Pentecost 19B2018
Mark 9:38-50
When a doctor first discovers a tumor in the body of a patient, she often biopsies it. Moving forward, standard medical treatment, at least in my limited lay understanding, is then removal, removal of the tumor from the lung or bladder or breast. Beyond perhaps inhibiting the function of the afflicted organ, allowing the tumor to remain in the body provides opportunity for growth, for expansion beyond the organ itself. One of the first questions we ask when a doctor tells us that she has found cancer in our bodies is: How far has it spread? As far as the lymph nodes? As far as adjacent organs? The answers to these questions, to some extent, tell us how serious the cancer is. Few people look forward to surgery, but the removal of a tumor can give relief—because the surgery removes the affliction from our bodies.
This morning, Jesus commands the disciples a surgery of sorts, a removal of what afflicts them, a radical cutting off and a plucking out of whatever causes their distress. He tells the disciples: If any of you put a stumbling block before one of these little ones who believe in me, remove that stumbling block. If the stumbling block is your hand, cut it off. Your foot? Cut it off. Your eye? Tear it out. Does Jesus speak in hyperbole here? Of course. He does not actually advocate that the disciples maim themselves. Just as surely as the hyperbole grabbed the attention of the disciples, surely it grabs ours. And while I do not believe that Jesus called for a literal cutting off of body parts that caused stumbling, the hyperbole underlines how radically Jesus called the disciples to remove the stumbling blocks inhibiting both themselves and their relationships with others.
The stories we tell about our lives are so often populated by the crimes or shortcomings of others. “So and so did this or said that. And that’s why I’m justifiably angry.” Certainly, there is blame enough to go around. Injustice and violence, stealing and cheating, lying and manipulation abound. Just like everyone else in this room, I grieve injustice and violence. I don’t appreciate cheating and stealing, lying and manipulation. More than that, in my head, I tell some tall tales about the people who don’t immediately drive forward when red lights turn green, about friends who don’t answer text messages, even about a business or a school or an organization that hurts me or discriminates against me or ignores me. I’m pretty sure it’s not just me; we love to tell stories about the crimes and shortcomings of others while ignoring our own anger and bitterness, our own passive aggressive behavior, our lack of understanding or lack of generosity of spirit. Yes, injustice needs to be righted. Those perpetrating injustice need to be held accountable. But also, Jesus commands, cut off your hand. Pluck out your eye. Allow the thing poisoning you to die. Usually, it’s not simply the injustice itself that poisons us but our response to it. Reliably making us uncomfortable, Jesus teaches the disciples and us this morning: regardless of what anyone else does, do your part to make peace.
Someone told me a story this week about a church he used to belong to. After years of active membership, his health began to limit his ability to participate, and apart from any request on his part, he was removed from the membership roster of the church. He called the church office. He emailed. No one returned his call; no one emailed back. The church got a new pastor, and twice, the new pastor contacted him but only to ask him for money, nothing else, not to ask how he was or where he had been. Years later, he tells me this story. He tells me this is the only hatred he has in his heart—for this church. Normally, wanting to be empathetic, I would say: How horrible what this church has done to him! How unfeeling, how uncaring! But he and I read this morning’s gospel together, and upon reflection, he said: I have to call and make an appointment with the new pastor. I have to figure out what happened. I have to let go of this hatred.

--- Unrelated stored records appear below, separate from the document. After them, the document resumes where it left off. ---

PR #4657, opened 2023-10-19
fix: wrong confirm button position

JimmFly:
before：

image

after:

image

### DIFF
--- a/packages/frontend/core/src/components/affine/enable-affine-cloud-modal/index.tsx
+++ b/packages/frontend/core/src/components/affine/enable-affine-cloud-modal/index.tsx
@@ -50,9 +50,6 @@ export const EnableAffineCloudModal = ({
             ? t['Enable']()
             : t['Sign in and Enable'](),
       }}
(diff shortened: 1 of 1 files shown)


Brooooooklyn (approved):

packages/frontend/core/src/components/affine/enable-affine-cloud-modal/index.tsx
```diff
@@ -50,9 +50,6 @@ export const EnableAffineCloudModal = ({
             ? t['Enable']()
             : t['Sign in and Enable'](),
       }}
-      contentOptions={{
-        ['data-testid' as string]: 'enable-cloud-modal',
-      }}
```
pengx17, line 55: I think we should patch the upstream package so that it won't be an issue applying options here

JimmFly: Yes, but I don’t think it’s for now, it’s rather urgent.

PR #4834, opened 2018-03-19
Remove roadmap.md

magik6k:
* It hasn't been updated since 2 years (and zero times since it was created)
* The repo isn't really a great place to track progress of anything, especially with the 'no merging without review' policy.
  * Issues work nicely for this
* It looks like everything from this list is either done or has an issue


Stebalien:
Yeah, we usually use issues for this.

PR #4836, opened 2018-03-19
ipfs release 0.4.14-rc3

whyrusleeping:
@Kubuxu @magik6k wanna run through the api tests to make sure we've caught everything?

Hopefully this is it :)

License: MIT

### DIFF
--- a/CHANGELOG.md
+++ b/CHANGELOG.md
@@ -54,6 +54,13 @@ did allow manually creating them and fetching them from other peers. If you
 currently have objects using insecure hashes in your local ipfs repo, please
 remove them before updating.
 
+#### Changes from rc2 to rc3
+- Fix bug in stdin argument parsing ([ipfs/go-ipfs#4827](https://github.com/ipfs/go-ipfs/pull/4827))
+- Revert commands back to sending a single response ([ipfs/go-ipfs#4822](https://github.com/ipfs/go-ipfs/pull/4822))
+
+#### Changes from rc1 to rc2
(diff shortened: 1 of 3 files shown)


VictorBjelkholm:
One test is failing, `dht.provide` fails with `SyntaxError: Unexpected token a in JSON at position 0`. Investigating if it's bc js-ipfs-api or go-ipfs

VictorBjelkholm:
So, the URL: `/api/v0/dht/provide?arg%5Bcodec%5D=dag-pb&arg%5Bversion%5D=0&arg%5Bmultihash%5D=%12%20%db%97%05%a3J%da%c4%00%98%08%b6%15%e2ld%3f%7c%1cp%e7%a7%21%ae%0b%c8%fe%cf%05%b1%7b%ac%00&stream-channels=true` used to work for calling `dht.provide` but is not valid anymore. Can you check if this is a intentional change on your side?

Stebalien:
It looks like JS is sending a decoded multihash as the argument. That command never actually worked, it just used to fail silently for some reason.

Stebalien:
However, https://github.com/ipfs/go-ipfs/issues/4837...

VictorBjelkholm:
> That command never actually worked

Yeah, seems the tests is just testing if there is any errors, doesn't actually check if it was provided.

image

Other than that, tests run fine.

Stebalien:
@VictorBjelkholm could you file a bug against both js-ipfs-api and js-ipfs? That request should fail on js-ipfs.

whyrusleeping:
Alright, with the helptext fix in, and signoffs (in IRC) from @VictorBjelkholm and @magik6k that api tests look green. I think we're ready to go.

PR #4840, opened 2018-03-19
check arguments after handling help

### LINKED ISSUE #4837: --help is broken for commands that require an argument that can be read from stdin
Unfortunately, we try to read the argument from stdin *before* parsing the help flag. To reproduce, run `ipfs dht provide --help`.

Stebalien:
otherwise, we block on required arguments from stdin before processing the help flag.

fixes #4837

### DIFF
--- a/test/sharness/t0100-name.sh
+++ b/test/sharness/t0100-name.sh
@@ -99,6 +99,12 @@ test_expect_success "'ipfs name publish' fails" '
   printf '' | test_expect_code 1 ipfs name publish >publish_out 2>&1
 '
 
+test_expect_success "'ipfs name publish --help' succeeds" '
+  PEERID=`ipfs id --format="<id>"` &&
+  test_check_peerid "${PEERID}" &&
+  ipfs name publish --help
+'
+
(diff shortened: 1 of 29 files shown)


test/sharness/t0100-name.sh
```diff
@@ -99,6 +99,12 @@ test_expect_success "'ipfs name publish' fails" '
   printf '' | test_expect_code 1 ipfs name publish >publish_out 2>&1
 '
 
+test_expect_success "'ipfs name publish --help' succeeds" '
+  PEERID=`ipfs id --format="<id>"` &&
```
whyrusleeping: whats with the ipfs id check?

Stebalien: Copied from the other tests. I have no idea but I assume it's to make sure that publishing would otherwise work (although I guess it shouldn't really be necessary in this case).

Stebalien: (fixed, and put the tests in the correct order)

whyrusleeping:
Alright, @Kubuxu @magik6k @VictorBjelkholm does this one look good still?

PR #4846, opened 2018-03-20
Fix missing profile docs

### LINKED ISSUE #4843: some profile are missing in the ipfs init command documentation
#### Version information:
go-ipfs version: 0.4.14-rc2-
Repo version: 6
System version: amd64/linux
Golang version: go1.10rc2

#### Type:
Bug

#### Description:
`ipfs init --help` list only 2 profiles (server and test) while more actually exist (https://github.com/ipfs/go-ipfs/pull/4195/files#diff-d39a8a737bc5c13f36e41aa92a0c7602). Ideally, this documentation would be generated to be always up to date.

Additionally, profile coule be listed in `ipfs config profile apply` as well.

magik6k:
Fixes #4843

### DIFF
--- a/repo/config/profile.go
+++ b/repo/config/profile.go
@@ -5,6 +5,15 @@ import "time"
 // Transformer is a function which takes configuration and applies some filter to it
 type Transformer func(c *Config) error
 
+// Profile contains the profile transformer the description of the profile
+type Profile struct {
+	// Description briefly describes the functionality of the profile
+	Description string
+
+	// Transform takes ipfs configuration and applies the profile to it
+	Transform Transformer
+}
+
 // defaultServerFilters has a list of non-routable IPv4 prefixes
 // according to http://www.iana.org/assignments/iana-ipv4-special-registry/iana-ipv4-special-registry.xhtml
 var defaultServerFilters = []string{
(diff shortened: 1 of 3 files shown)


repo/config/profile.go
```diff
@@ -24,54 +33,96 @@ var defaultServerFilters = []string{
...
+var Profiles = map[string]Profile{
+	"server": {
+		Description: `Disables local host discovery, recommended when
+running IPFS on machines with public IPv4 addresses.`,
+
+		Transform: func(c *Config) error {
+			c.Addresses.NoAnnounce = appendSingle(c.Addresses.NoAnnounce, defaultServerFilters)
+			c.Swarm.AddrFilters = appendSingle(c.Swarm.AddrFilters, defaultServerFilters)
+			c.Discovery.MDNS.Enabled = false
+			return nil
```
Kubuxu: Quick Q: shouldn't server profile also disable UPnP/NAT propagation?

repo/config/profile.go
```diff
@@ -24,54 +33,96 @@ var defaultServerFilters = []string{
...
-			},
-		}
-		return nil
+	"badgerds": {
+		Description: `Replaces default datastore configuration with experimental
+badger datastore.
+
+If you apply this profile after ipfs init, you will need
+to convert your datastore to the new configuration.
+You can do this using ipfs-ds-convert.
```
VictorBjelkholm: Can we put a usage example of ipfs-ds-convert as well? Or maybe a link to the readme of ipfs-ds-convert is enough

repo/config/profile.go
```diff
@@ -24,54 +33,96 @@ var defaultServerFilters = []string{
...
-		return nil
+var Profiles = map[string]Profile{
+	"server": {
+		Description: `Disables local host discovery, recommended when
+running IPFS on machines with public IPv4 addresses.`,
+
+		Transform: func(c *Config) error {
+			c.Addresses.NoAnnounce = appendSingle(c.Addresses.NoAnnounce, defaultServerFilters)
+			c.Swarm.AddrFilters = appendSingle(c.Swarm.AddrFilters, defaultServerFilters)
+			c.Discovery.MDNS.Enabled = false
```
VictorBjelkholm: Why is MDNS disabled? Isn't the problem that we spam nearby ip addresses, not that we announce mdns services?

magik6k: IIRC Some providers don't like use of multicast addresses.

repo/config/profile.go
whyrusleeping: Yeah, it should

repo/config/profile.go
magik6k: Done

whyrusleeping:
Thanks @magik6k  :)

Issue #4841, opened 2018-03-20
[meta] better sharness coverage


Stebalien:
This list is a work in progress. Suggestions appreciated.

## General

For all commands, we should:

* Check that `--help` works.
* Check that bad flags are correctly detected.

## CID formatting

For all commands that have CID formatting options (add, block put, dag put, etc.), we check that:

* `--mhtype=notSha256 --cid-version=0` fails (`--cid-version=0` is sometimes written as `--format=v0`).
* `--mhtype=notSha256` defaults to CIDv1.
* `--mhtype=sha256 --cid-version=0` works.
* `--mhtype=anyHash --cid-version=1` works.

## Get directory

Check the directories:

* `ipfs get /ipfs/QmDir/`
* `ipfs get /ipfs/QmDir`
* `ipfs get /ipfs/QmDir/otherDir/`
* `ipfs get /ipfs/QmDir/otherDir`
* `ipfs get /ipfs/QmDir/otherDir/secondDir`
* `ipfs get /ipfs/QmDir/otherDir/secondDir/`

Containing:

* Nothing
* A single file
* A hidden file.
* A directory.
* A hidden directory.
* Some tree of files.

(and ensure that we actually get the right output).

## Get file

Check that the following fail:

* `ipfs get /ipfs/QmFile/`
* `ipfs get /ipfs/QmDir/QmFile/`

whyrusleeping:
Hey @chriscool, wanna help us out a bit?

chriscool:
@whyrusleeping Yeah sure I will take a look at this later today.

chriscool:
@Stebalien about all commands accepting `--help`, there is such a test already:

https://github.com/ipfs/go-ipfs/blob/master/test/sharness/t0010-basic-commands.sh#L64-L75

Stebalien:
> about all commands accepting --help, there is such a test already:

Ah, nice! However, we need to *not* pipe `/dev/null` to stdin. See #4837.

chriscool:
@Stebalien do you mean that there should be the same tests with `echo stuff | $cmd --help </dev/null >/dev/null`?

Stebalien:
Both might actually be a good idea.

kevina:
I would add:
 - `--cid-version=1` enabled raw-leaves by default when applicable

chriscool:
@Stebalien please take a look at:

https://github.com/ipfs/go-ipfs/pull/4849
[...]

PR #4848, opened 2018-03-20
sharness/t0010: check that all the commands fail when passed a bad flag

chriscool:
When any command is passed a flag it doesn't understand, like `--badflag` for example, it should just fail.

Let's check that in a sharness test.

See https://github.com/ipfs/go-ipfs/issues/4841 for more context.

### DIFF
--- a/test/sharness/t0010-basic-commands.sh
+++ b/test/sharness/t0010-basic-commands.sh
@@ -66,7 +66,7 @@ test_expect_success "All commands accept --help" '
   while read -r cmd
   do
     $cmd --help </dev/null >/dev/null ||
-      { echo $cmd doesnt accept --help; echo 1 > fail; }
+      { echo "$cmd doesnt accept --help"; echo 1 > fail; }
   done <commands.txt
 
   if [ $(cat fail) = 1 ]; then
@@ -80,7 +80,7 @@ test_expect_failure "All ipfs root commands are mentioned in base helptext" '
   while read cmd
   do
     grep "  $cmd" help.txt > /dev/null ||
-      { echo missing $cmd from helptext; echo 1 > fail; }
+      { echo "missing $cmd from helptext"; echo 1 > fail; }
   done
 
   if [ $(cat fail) = 1 ]; then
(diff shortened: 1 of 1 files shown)


test/sharness/t0010-basic-commands.sh
```diff
@@ -102,6 +102,19 @@ test_expect_failure "All ipfs commands docs are 80 columns or less" '
   fi
 '
 
+test_expect_success "All ipfs commands fail when passed a bad flag" '
+  echo 0 > fail
+  while read -r cmd
+  do
+    test_must_fail $cmd --badflag </dev/null >/dev/null ||
```
Stebalien: As with `--help` (https://github.com/ipfs/go-ipfs/issues/4841#issuecomment-374742799), we shouldn't close stdin here.

test/sharness/t0010-basic-commands.sh
```diff
@@ -102,6 +102,19 @@ test_expect_failure "All ipfs commands docs are 80 columns or less" '
...
+      { echo $cmd exit with code 0 when passed --badflag; echo 1 > fail; }
```
Stebalien: Should definitely quote this. Also, we can probably just touch fail and check to see if it exists (simpler).

test/sharness/t0010-basic-commands.sh
chriscool: OkI will change that.

test/sharness/t0010-basic-commands.sh
chriscool: About just touching fail, if we do that we then have to make sure that we remove fail in case of failure so that later tests that use the same mechanism don't fail just because of the leftover file.

chriscool: About quoting I tried to follow the same pattern as other tests. I will take a look at quoting everywhere.

chriscool:
We are not closing stdin anymore.

test/sharness/t0010-basic-commands.sh
chriscool: Done.

test/sharness/t0010-basic-commands.sh
Stebalien: Meh. Let's just leave the failure mechanism as-is.

chriscool:
I don't understand again why codecov complains.

@Kubuxu do you know what happens?

Kubuxu:
@chriscool that is normal-ish.

chriscool:
@Kubuxu ok can you merge this one too?

Kubuxu:
@chriscool I can't, currently only Why can.

whyrusleeping:
Thanks @chriscool :) Welcome back!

This week, this man has discovered the good news of Jesus’ teaching: peace can be found. Living in peace with others is possible, not because injustice and violence, cheating and lying, unanswered text messages and personal slights end but because we allow our own anger and hurt to die. Because we seek out answers to our questions instead of making assumptions. Because we dig just a little deeper before we make judgments about others or about situations in the world. When we ask our friends who aren’t returning our calls or text messages if we somehow hurt or offended them, when we get our news from a variety of sources since they are all biased, when we forgive others who have slighted us, when we don’t allow others to get under our skin or to rob us of our joy, we are able to live in peace with one another.
What’s your stumbling block? What relationship needs repair? What are you holding onto that would be better released? What are you closing your eyes to?
Being at peace with others is not contingent on someone else. Anyone else’s action does not determine ours.
And thanks be to God that this is exactly how God relates to us! We who make mistakes, who judge, who act out, who at times intentionally cause others pain, we who are not perfect, we are loved by God just as we are. Our sin does not separate us from God because God in Christ has not made our identity as children of God or our belovedness by God contingent upon our behavior. God has made peace with us in Christ, repaired the breach, and released the power of sin. Our sin is no stumbling block to God, so we rejoice: we already have peace with Christ. Now, be at peace with one another.